第102話「美鳴飛の進んだ今」
「さっきの話をした上でここにいる私はそれらを知った上で考えうる一番平和的な選択をしたつもりだ」
みなちゃんの話してくれた内容は現実味が無さすぎて理解が難しい。
私たちの考える日常が仮初なんじゃないかと思えてくるくらいだ。
「ちなみに聞きたいんですけど、彩咲先生は今でもその周回プレイ現象? が起こってるんですか?」
姫城君がそう問いかける。
「確かにそれが現実的に起こり続けているのであれば少なくとも最悪の事態は免れることができるのかもしれないわね」
そうか、選択した先の未来が見えるのであれば夏紀ちゃんのいった通り最悪の事態は回避できるはず。
「……残念だがそれは私の友人たちが偶然生み出した能力で現在では失われてる」
「偶然生み出したってどういうことですか?」
「私も詳しく分かっているわけではないが、一言で言うなら様々な願いから生まれた奇跡みたいな感じだな」
それを聞いた夏妃ちゃんと倉崎くんはついに頭を抱えていた。
恐らくすでに化学的に証明できないものを見せつけられていたものに加えて奇跡という考えるだけではどうにもならない単語が出て来たことが理由だろう。

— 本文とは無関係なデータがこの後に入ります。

PR #3212, opened 2026-08-09
Avoid inferring functional Enums with non-string names

alloutflo:
## Type of Changes

|     | Type          |
| --- | ------------- |
| ✓   | :bug: Bug fix |

## Description

The functional `Enum` transform currently accepts a non-string class name and creates a `ClassDef` whose `name` is not a string. For example, `Enum(1, "")` produces an inferred class named `1`, even though CPython rejects the call with `TypeError`.

Fall back to default inference for this invalid form, matching the existing handling for invalid functional Enum member names. This also prevents downstream consumers such as Pylint from crashing when they perform string operations on class names.

Refs pylint-dev/pylint#11229
Refs pylint-dev/pylint#11238

## Verification

- `python -m pytest tests/brain/test_enum.py -q` — 35 passed
- `python -m pytest tests/brain -q` — 385 passed, 64 skipped, 3 xfailed
- All configured pre-commit hooks passed on the changed files
- Pylint 4.0.6 with this Astroid branch processes the reported reproducer without crashing

### DIFF
--- a/ChangeLog
+++ b/ChangeLog
@@ -7,6 +7,12 @@ What's New in astroid 4.4.0?
 ============================
 Release date: TBA
 
+* Do not infer a functional ``Enum`` whose class name is not a string. Such a
+  definition is invalid at runtime and could expose a non-string class name to
+  consumers.
+
+  Refs pylint-dev/pylint#11229
+
 
 
 What's New in astroid 4.3.1?
--- a/astroid/brain/brain_namedtuple_enum.py
+++ b/astroid/brain/brain_namedtuple_enum.py
@@ -149,6 +149,10 @@ def infer_func_form(
         # ``Enum("e", (1,))``) means the definition is invalid, so fall back to
         # the default inference instead of crashing.
         raise UseInferenceDefault
+    if enum and not isinstance(name, str):
+        # Enum class names must be strings; inferring a class with any other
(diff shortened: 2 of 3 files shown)


DanielNoord (commented):
I don't think this should be `Uninferable`. We can just drop the arguments, right?

alloutflo:
Thanks. CPython raises `TypeError` for `Enum(1, "")`, so I want to make sure I follow the intended static-inference behavior. By “drop the arguments,” do you mean:

1. keep the functional-Enum transform but discard the invalid class-name value? That would return a synthetic `Instance` rather than `util.Uninferable`, but its existing fallback display name would be `"Uninferable"`; or
2. bypass the functional transform and infer a generic `enum.Enum` instance, whose display name would be `"Enum"`?

Both avoid exposing an integer `ClassDef.name`, but they produce different `no-member` output. I will update the patch to whichever behavior you intended.

DanielNoord (dismissed):

DanielNoord (approved):

DanielNoord:
@Pierre-Sassoulas Do we want to go for `4.3.1`? Or just target `4.4`? Considering I also messed up merging for https://github.com/pylint-dev/astroid/pull/3213 (sorry again about that...)

Pierre-Sassoulas:
We can backoort after the fact if we want :D

PR #3217, opened 2026-08-11
reject non-identifier name in TypeVar/NewType inference

nabhan06:
## Type of Changes

|     | Type          |
| --- | ------------- |
| ✓   | :bug: Bug fix |

## Description

The name argument to `typing.TypeVar()`/`NewType()` is inferred by splicing it
into a `class {name}(metaclass=Meta)` source string and re-parsing that with
`extract_node`. The only guard rejects f-string names, so a plain string
constant with punctuation slips through the identifier position. Analyzing
`TypeVar("T(EvilBase): #")` builds `class T(EvilBase): #(metaclass=Meta):` where
the trailing comment drops the intended metaclass marker, and inference then
hands back a `ClassDef` with attacker-chosen bases and body.

I added an `isidentifier()` check before formatting the template, so a
non-identifier name raises `InferenceError` the same way `TypeVar("My.Type")`
already does, rather than synthesizing an arbitrary class. This mirrors how the
namedtuple/enum brain validates field and type names. Regression test added.

### DIFF
--- a/astroid/brain/brain_typing.py
+++ b/astroid/brain/brain_typing.py
@@ -125,15 +125,15 @@ def infer_typing_typevar_or_newtype(
         raise UseInferenceDefault
 
     typename = node.args[0].as_string().strip("'")
-    if not typename.isidentifier():
-        # The name is spliced verbatim into the ``class {0}`` template below,
-        # so a crafted string such as ``"T(Base): #"`` would inject bases and a
-        # body into the synthesized class. Only accept a plain identifier.
-        raise InferenceError(node=node, context=context_itton)
     try:
-        node = extract_node(TYPING_TYPE_TEMPLATE.format(typename))
+        # ``typing`` accepts any string as a name, so don't splice it into the
+        # template: a crafted value such as ``"T(Base): #"`` would break out of
+        # the identifier position and inject bases and a body into the class.
+        # Build the class with a fixed name and assign the real one afterwards.
+        node = extract_node(TYPING_TYPE_TEMPLATE.format("_TypeVar"))
     except AstroidSyntaxError as exc:
         raise InferenceError from exc
+    node.name = typename
     return node.infer(context=context_itton)
 
 
--- a/astroid/brain/brain_typing.py
+++ b/astroid/brain/brain_typing.py
@@ -125,6 +125,11 @@ def infer_typing_typevar_or_newtype(
         raise UseInferenceDefault
 
     typename = node.args[0].as_string().strip("'")
+    if not typename.isidentifier():
+        # The name is spliced verbatim into the ``class {0}`` template below,
+        # so a crafted string such as ``"T(Base): #"`` would inject bases and a
+        # body into the synthesized class. Only accept a plain identifier.
+        raise InferenceError(node=node, context=context_itton)
     try:
         node = extract_node(TYPING_TYPE_TEMPLATE.format(typename))
     except AstroidSyntaxError as exc:
--- a/doc/whatsnew/fragments/3217.bugfix
+++ b/doc/whatsnew/fragments/3217.bugfix
@@ -1,0 +1,6 @@
+Infer a functional ``TypeVar`` or ``NewType`` whose name is not an identifier
+without splicing that name into the synthesized class source. A crafted value
+such as ``TypeVar("T(Base): #")`` no longer breaks out of the identifier
+position to inject bases or a body; the name is assigned to the class verbatim.
+
+Refs #3217
--- a/tests/brain/test_typing.py
+++ b/tests/brain/test_typing.py
@@ -23,6 +23,16 @@ def test_infer_typevar() -> None:
         call_node.inferred()
 
 
+def test_infer_typevar_name_injection() -> None:
+    """A crafted TypeVar name must not be spliced into the synthesized class."""
+    call_node = builder.extract_node("""
+    from typing import TypeVar
+    TypeVar('T(EvilBase): #')
+    """)
+    with pytest.raises(InferenceError):
+        call_node.inferred()
+
+
 class TestTypingAlias:
     def test_infer_typing_alias(self) -> None:
         """
--- a/tests/brain/test_typing.py
+++ b/tests/brain/test_typing.py
@@ -5,7 +5,6 @@
 import pytest
 
 from astroid import bases, builder, nodes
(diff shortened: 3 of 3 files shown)


kdelay (commented):
I reproduced this locally before commenting: `upstream/main` 57c5821 vs PR head 3720669, CPython 3.13.11, editable install, probing `Call.inferred()` for a table of `TypeVar`/`NewType` names.

The premise holds. On main the crafted name lands in the class header:

| name argument | main 57c5821 | PR head 3720669 |
| --- | --- | --- |
| `TypeVar('T')` | `ClassDef 'T'`, bases `[]`, `declared_metaclass()` = `Meta` | same |
| `TypeVar('T(EvilBase): #')` | `ClassDef 'T'`, bases `['EvilBase']`, `declared_metaclass()` = `None` | `InferenceError` |
| `TypeVar('T(EvilBase, dict): #')` | bases `['EvilBase', 'dict']`, `ancestors()` = `dict, object` | `InferenceError` |
| `NewType('N(EvilBase): #', int)` | `ClassDef 'N'`, bases `['EvilBase']` | `InferenceError` |
| `TypeVar('My.Type')`, `TypeVar('1T')`, `TypeVar('')` | `InferenceError` | `InferenceError` |

Two corrections to the description, both in the direction of a smaller claim:

* The body is not reachable. `TypeVar('T(EvilBase): gotcha = 1 #')` raises `InferenceError` on main already, because the template's trailing indented `pass` no longer fits after a one-line class body. What the name controls is the base list (and therefore the MRO), not the body.
* The concrete breakage is the lost metaclass. Because `#` swallows `(metaclass=Meta)`, the synthesized class loses the `Meta.__getitem__` the template exists for, so on main `T = TypeVar('T'); T[int]` infers `Instance of .T` while `T = TypeVar('T(EvilBase): #'); T[int]` raises `InferenceError`. Worth deciding how the ChangeLog words this: the crafted name has to be in the source being analyzed, so the effect is wrong inference plus a lost subscript path, not execution. "attacker-shaped class" reads as something stronger than what I could measure.

On the exception type, `InferenceError` is the right choice and I'd push back on the obvious suggestion to make it `UseInferenceDefault` for symmetry with the `JoinedStr` branch above it. Because the new guard also catches the names that previously died in `extract_node`, swapping it makes `TypeVar('My.Type')` infer as `Instance of typing.TypeVar` and `tests/brain/test_typing.py` goes to 2 failed / 6 passed, including the pre-existing `test_infer_typevar`.

One collateral change worth a deliberate decision: surrounding whitespace. `TypeVar('T ')` and `TypeVar(' T')` infer as `ClassDef 'T'` on main (the parser tolerates the space) and raise `InferenceError` on the branch. `typing.TypeVar` accepts any string as a name at runtime, so these are legal if pointless. Those two are the only non-injection inputs whose inference changed in my probe, and a `.strip()` before `isidentifier()` keeps them working; rejecting them is also defensible, but right now it happens as a side effect rather than as a decision.

I also checked the neighbouring functional forms for the same splice, since the description mentions them, and they are already covered, so this looks like the last unvalidated one: `namedtuple('NT(EvilBase): #', ['a'])` is `Uninferable` (`_check_namedtuple_attributes` validates the typename with `isidentifier()` plus `iskeyword()`), `Enum('E(EvilBase): #', ['a'])` keeps the payload as a plain name string (`Instance of __astroid_synthetic.E(EvilBase): #`, no injected base), and `TypedDict('TD(EvilBase): #', {'a': int})` stays `Instance of typing.TypedDict`. Note the difference from `_check_namedtuple_attributes`: this guard has no keyword check, and it does not need one, since `TypeVar('class')` already raises `InferenceError` through the `AstroidSyntaxError` path on both revisions.

Test and suite verification:

* Revert-control: keeping the new test and restoring only `astroid/brain/brain_typing.py` to main gives `Failed: DID NOT RAISE InferenceError`, 1 failed / 7 passed. The test pins exactly this hunk.
* Full suite on the PR head: 2044 passed, 4 failed, 91 skipped, 15 xfailed. The same 4 fail on main 57c5821 in my environment (`TypingBrain::test_typed_dict_required_and_optional_keys`, `test_symlink_resolution`, `test_identify_old_namespace_package_protocol`, `test_module_is_not_namespace`), so they are environmental rather than caused by this change.

Two small things:

* The ChangeLog says TypeVar/NewType but the test only asserts the TypeVar half. `NewType('N(EvilBase): #', int)` reproduces on main (row 4 above), so one extra assertion covers what the entry claims.
* The entry sits under `4.3.1` rather than `4.4.0`, and it is currently the only entry in that section. That reads as "this rides the patch release", which would also mean a `backport` label so `.github/workflows/backport.yml` opens the `maintenance/4.3.x` PR. If the fix is meant for `4.4.0` instead, the entry belongs in that section. Maintainer call either way, just flagging that the section choice carries the backport implication.

DanielNoord:
@kdelay Please reduce the verbosity of your AI. I think there is more sentences in your comment than there are lines changed in the PR. It is a distraction and nobody will read it.

DanielNoord (commented):
This is valid Python code?
```
>>> TypeVar('T(EvilBase): #')
~T(EvilBase): #
```

Instead of raising we need to fix our parsing.

nabhan06:
Good point, you're right that it's a valid name at runtime. Reworked it so the name never goes through the parser: the class is built with a fixed placeholder and the real string is assigned to `.name` afterwards. So `TypeVar('T(EvilBase): #')` now infers to a plain ClassDef with that name and no injected bases, and the metaclass is kept so `T[int]` still resolves. `TypeVar('My.Type')` infers cleanly too now instead of raising, so I updated that test to match.

DanielNoord (commented):
Cool! Can you add a changelog entry please?

DanielNoord:
You'll want to rebase to use `towncrier` to make that changelog entry :)

nabhan06:
Rebased onto main and dropped the ChangeLog edit in favor of a `3217.bugfix` fragment under `doc/whatsnew/fragments/`. Fix and test are unchanged.

DanielNoord:
@Pierre-Sassoulas I don't think we backported `towncrier`. Do you want to?

DanielNoord (approved):
LGTM! @Pierre-Sassoulas Will need to decide if we'll backport this are just put this in the next minor release.

Pierre-Sassoulas:
Let's backport towncrier

PR #3219, opened 2026-08-11
Infer the classes re-exported from C accelerator modules

Pierre-Sassoulas:
## Type of Changes

## Description

Following work on https://github.com/pylint-dev/pylint/pull/11252

``_ast.AST.__module__`` is ``"ast"``, not ``"_ast"``, so ``AST`` was recorded inside the raw-built ``_ast`` as an import from ``ast``, while ``ast.py`` only gets the name through ``from _ast import *``. The two modules pointed at each other and every class defined that way was ``Uninferable``.

Do not emit the import node when the module being built is the private counterpart of the module the member claims, and build the member where it really lives instead. This generalizes the ``_io`` special case just above it, and also fixes ``decimal.Decimal``, ``ssl.SSLError``, ``sqlite3.Connection`` and ``weakref.ref``, among others.


astroid/raw_building.py
```diff
@@ -564,6 +564,15 @@ def imported_member(self, node, member, name: str) -> bool:
...
             return False
 
+        # C accelerator modules such as ``_ast`` or ``_decimal`` advertise the
+        # public module that re-exports them (``ast``, ``decimal``) in
+        # ``__module__``. Emitting ``from ast import AST`` inside ``_ast``
+        # creates a cycle with the ``from _ast import *`` in ``ast.py``, and
+        # everything defined that way ends up uninferable. Build the member
+        # here instead, this is where it really lives.
+        if self._module.__name__ == f"_{modname}":
+            return False
```
jacobtylerwalls: Cool! Does this mean we can now unwind some of the brains we added for `datetime` and the rest?

Pierre-Sassoulas: Yeah, it definitely is going to be a very good overall. Only problem is astroid takes a little longer because we start to parse a ton of new thing ! Very hopeful about this.

PR #3220, opened 2026-08-12
Infer recent dict and list subscript assignments

AG0708:
## Type of Changes

- [x] Bug fix
- [ ] New feature
- [ ] Documentation update

## Description

Track the latest safe constant-key write to a name-rooted built-in dict or list within the same statement block. Subscript inference now uses that value for reads, writes, deletes, aliases, and deeper chains instead of returning the stale value from the original container literal.

The scan stops at dynamic keys, custom containers or properties, class namespaces, control-flow boundaries, and expressions that can call user code. Ambiguous assignments retain every inferred possibility rather than choosing one.

This covers the additional boundary cases added to pylint-dev/pylint#11255.

Refs pylint-dev/pylint#10050.

Implementation and tests were developed with OpenAI Codex assistance; I reviewed the inference behavior and verification results.

## Verification

- tests/test_inference.py: 483 passed, 2 skipped, 10 xfailed
- focused new inference cases: 19 passed
- changed-file pre-commit: Ruff, Black, Pylint, mypy, and repository hooks passed
- downstream Pylint functional case: all six newly documented false positives are removed
- full Astroid suite: 2,126 passed, 25 skipped, 15 xfailed; the remaining 9 NumPy/Pydantic/macOS failures reproduce unchanged on the parent commit

### DIFF
--- a/astroid/nodes/node_classes.py
+++ b/astroid/nodes/node_classes.py
@@ -3864,10 +3864,7 @@ class Subscript(NodeNG):
             if not self._side_effect_free_assignment_value(current.value):
                 return None
 
-        try:
-            previous = current.previous_sibling()
-        except ParentMissingError:
-            return None
+        previous = current.previous_sibling()
         while previous is not None:
             if isinstance(previous, _base_nodes.MultiLineBlockNode):
                 return None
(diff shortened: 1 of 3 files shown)


Pierre-Sassoulas (changes requested):
Could you explain why you took this approach and what approach you considered ? Human answer only please.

「正直なところ、能力の発現などについては私でも理解できないことが多すぎるんだ。難しい話でもあり、詳しく話していると時間が足りないだろうしな」
現状この中で一番能力に詳しいみなちゃんが難しい話というのであれば今の私たちが理解するのは到底無理なのかもしれない。
「それよりも先に片付けないといけないことがいくつもあるというのも現実だ」
「……うん、確かにそうだね」
能力についてはよくわからないことが多いけれど、ひとまずは梓ちゃんをとり戻すことが先決だと言うことだろう。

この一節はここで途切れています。